Um importante elemento presente na Constituição de 1824
outorgada por D. Pedro I foi
a. a adoção da República como forma de governo.
b. a criação do Poder Moderador.
c. o direito de voto extensivo a toda a população.
d. a extinção do tráfico de escravos.
e. o rompimento de relações diplomáticas com a Inglaterra.
16. UFES 1999
"Se o voto deixasse de ser obrigatório, o senhor iria votar
nas próximas eleições?"
Conforme a pesquisa do Ibope, divulgada pelo jornal O
Globo de 03/08/98, mais da metade dos eleitores não fazia
questão de votar. Segundo alguns especialistas, esse
número continua grande em nosso país.
Entretanto, durante o período de Império, de acordo com a
Constituição de 1824, no Brasil era o sistema eleitoral que
restringia a participação política da maioria, pois 
a. garantia a vitaliciedade do mandato dos deputados,
tornando raras as eleições.
b. convocava eleições apenas para o cargo de Primeiro
Ministro, conforme regulamentação do Parlamentarismo.

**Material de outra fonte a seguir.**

PR #2275, opened 2025-06-06
Fix missing package field in package manual example

yannham:


jneem (approved):
Shouldn't this sort of thing get picked up by the manual snippet tests :thinking:

yannham:
> Shouldn't this sort of thing get picked up by the manual snippet tests 🤔

After digging quickly, it seems the default mode for evaluation of manual snippet is normal eval, and not deep eval. I suppose sometimes we don't want deep-eval (when writing examples of modules, which would have missing field errors). But maybe we want to do a bit better, like having an annotation for deep-eval, or even set deep eval to be the default and have an annotation for shallow evaluation? A last possibility would be to perform LSP-like evaluation, ignoring missing field definition errors⋅

yannham:
Note by the magic of Nickel, the previous version was parsed successfully: it defined a record with a field without definition named `github:nickel-lang/github-workflow` :slightly_smiling_face:

PR #2276, opened 2025-06-07
Fix cache miss when pulling source file by a relative path

L0r3m1p5um:
get_or_add_file tries to pull a file from SourceCache using the non-normalized path, but normalized it before inserting it into the cache if there's a cache miss. This means that if it's called with a relative path, it will always miss the cached file and reinsert it into the cache with a new file ID. I think this has been causing some performance issues I've been experiencing with the LSP. This fixes that problem by using the normalized path to pull from the cache instead.


jneem (approved):
Good catch, thanks!

PR #2283, opened 2025-06-12
Print more information for git errors

jneem:
This information would have helped with the filenames issue. And in general, if there's some error in the git fetch then I think it makes sense to display the root cause since there's nothing else we can do.


yannham (approved):
Would that be doable to have a snapshot test to see how it looks (e.g. with a local malformed git repo) ?

jneem:
Yes, but let me do that as a follow-up because I think it would make sense as a snapshot test for the CLI, and that requires refactoring the package testing infrastructure a little.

c. concedia o direito de votar somente a quem tivesse certa
renda, sendo os votantes selecionados segundo critérios
censitários.
d. promovia eleições em Portugal, com validade para o
Brasil.
e. permitia apenas às camadas da elite portuguesa o direito
de eleger seus representantes, limitando a influência da
aristocracia rural brasileira.
17. UNIMONTES 2014
Os líderes da Confederação do Equador (1824) opunham-se
à Constituição de 1824, principalmente,devido à/ao
a. união do Estado à Igreja e à naturalização dos
estrangeiros.
b. direito de Beneplácito e Padroado concedido ao
Imperador.
c. divisão do poder legislativo entre a Câmara de Deputados
e o Senado.
d. implantação do Poder Moderador e à centralização
política.
18. UEFS 2015
Eleições, no Império, eram um acontecimento muito
especial. Nesses dias sempre solenes, marcados por muita
liturgia cívica, o mais modesto cidadão vestia sua melhor
roupa, ou a menos surrada, e exibia até sapatos, peças do
vestuário tão valorizadas entre aqueles que pouco tinham.
Em contraste com essa maioria de gente nada refinada no
trajar, destacava-se uma minoria sempre vestida com pompa
e circunstância. Vestimentas de gala de autoridades civis,
militares e eclesiásticas, roupas importadas — tudo do bom
e do melhor compunha a indumentária de quem era mais
que um cidadão qualquer e queria exibir em público essa
sua privilegiada condição. Esse desfile de contrastes
mostrava o que as eleições representavam: um momento de
afirmação de hierarquias e distinções sociais. A
estratificação ficava ainda mais visível nos direitos dos
cidadãos brasileiros definidos na Constituição.
(CAVANI, 2007, p. 56-57).
As diferentes hierarquias sociais referidas no texto se
reproduziam no sistema eleitoral do Brasil Monárquico,
a. mediante a liberdade dada a toda a população de se
eleger para cargos do Poder Executivo, a exemplo dos
Presidentes das Províncias.
b. pela oportunidade aberta aos votantes,
independentemente da condição social, de que se elegeram
para os diversos cargos do Legislativo Imperial.
c. no sistema de eleição direta, no qual escravos, mulheres e
idosos tinham iguais oportunidades de participação.
d. através do voto censitário, que distinguia, pela renda e
pela origem, os eleitores de primeiro grau (votantes) e os
eleitores de segundo grau (eleitores).
e. no pleito aberto, restrito às populações urbanas cuja renda
podia ser comprovada anualmente.
19. CESGRANRIO
A Constituição imperial brasileira, promulgada em 1824,
estabeleceu linhas básicas da estrutura e do funcionamento
do sistema político imperial tais como o(a):
a. equilíbrio dos poderes com o controle constitucional do
Imperador e as ordens sociais privilegiadas.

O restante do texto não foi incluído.